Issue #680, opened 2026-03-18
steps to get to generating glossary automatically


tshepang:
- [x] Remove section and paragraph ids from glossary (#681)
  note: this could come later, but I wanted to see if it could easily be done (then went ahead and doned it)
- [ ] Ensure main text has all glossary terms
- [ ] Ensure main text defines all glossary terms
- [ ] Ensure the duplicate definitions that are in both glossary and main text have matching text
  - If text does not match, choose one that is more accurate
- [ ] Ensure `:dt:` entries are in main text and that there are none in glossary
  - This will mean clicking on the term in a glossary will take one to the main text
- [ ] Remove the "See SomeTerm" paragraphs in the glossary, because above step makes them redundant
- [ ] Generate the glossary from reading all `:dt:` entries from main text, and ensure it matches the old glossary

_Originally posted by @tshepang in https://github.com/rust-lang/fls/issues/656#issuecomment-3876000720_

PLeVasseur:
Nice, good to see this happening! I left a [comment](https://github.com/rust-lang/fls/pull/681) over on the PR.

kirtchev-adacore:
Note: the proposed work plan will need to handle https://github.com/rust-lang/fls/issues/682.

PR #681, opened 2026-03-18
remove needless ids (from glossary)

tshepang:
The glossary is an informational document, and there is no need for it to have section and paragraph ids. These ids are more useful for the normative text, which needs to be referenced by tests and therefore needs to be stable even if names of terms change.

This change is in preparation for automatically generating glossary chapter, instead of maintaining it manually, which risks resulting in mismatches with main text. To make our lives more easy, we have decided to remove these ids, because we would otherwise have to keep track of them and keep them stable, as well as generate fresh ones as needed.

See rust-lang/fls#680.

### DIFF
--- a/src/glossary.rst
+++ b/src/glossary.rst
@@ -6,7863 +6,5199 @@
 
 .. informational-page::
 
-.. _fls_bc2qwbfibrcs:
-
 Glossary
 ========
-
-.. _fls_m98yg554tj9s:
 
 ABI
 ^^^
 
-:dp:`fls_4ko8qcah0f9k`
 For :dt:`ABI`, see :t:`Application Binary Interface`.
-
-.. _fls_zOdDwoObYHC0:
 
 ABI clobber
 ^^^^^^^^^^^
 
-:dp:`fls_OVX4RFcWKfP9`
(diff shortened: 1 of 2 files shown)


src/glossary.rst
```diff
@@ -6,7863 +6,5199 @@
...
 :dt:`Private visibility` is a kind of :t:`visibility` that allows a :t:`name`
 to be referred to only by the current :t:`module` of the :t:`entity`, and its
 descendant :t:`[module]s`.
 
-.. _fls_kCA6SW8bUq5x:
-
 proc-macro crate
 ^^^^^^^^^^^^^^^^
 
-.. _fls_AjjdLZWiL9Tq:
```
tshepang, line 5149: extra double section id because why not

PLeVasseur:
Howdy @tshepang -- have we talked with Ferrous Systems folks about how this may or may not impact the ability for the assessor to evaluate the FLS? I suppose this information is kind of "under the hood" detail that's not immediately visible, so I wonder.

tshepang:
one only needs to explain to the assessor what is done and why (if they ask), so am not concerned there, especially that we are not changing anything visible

********************

• WHAT YOU NEED TO DO: Only the lines from the beginning of the material to the line containing "note: this could" should be echoed, verbatim and in full.

• YOUR SOLUTION:
Issue #680, opened 2026-03-18
steps to get to generating glossary automatically


tshepang:
- [x] Remove section and paragraph ids from glossary (#681)
  note: this could come later, but I wanted to see if it could easily be done (then went ahead and doned it)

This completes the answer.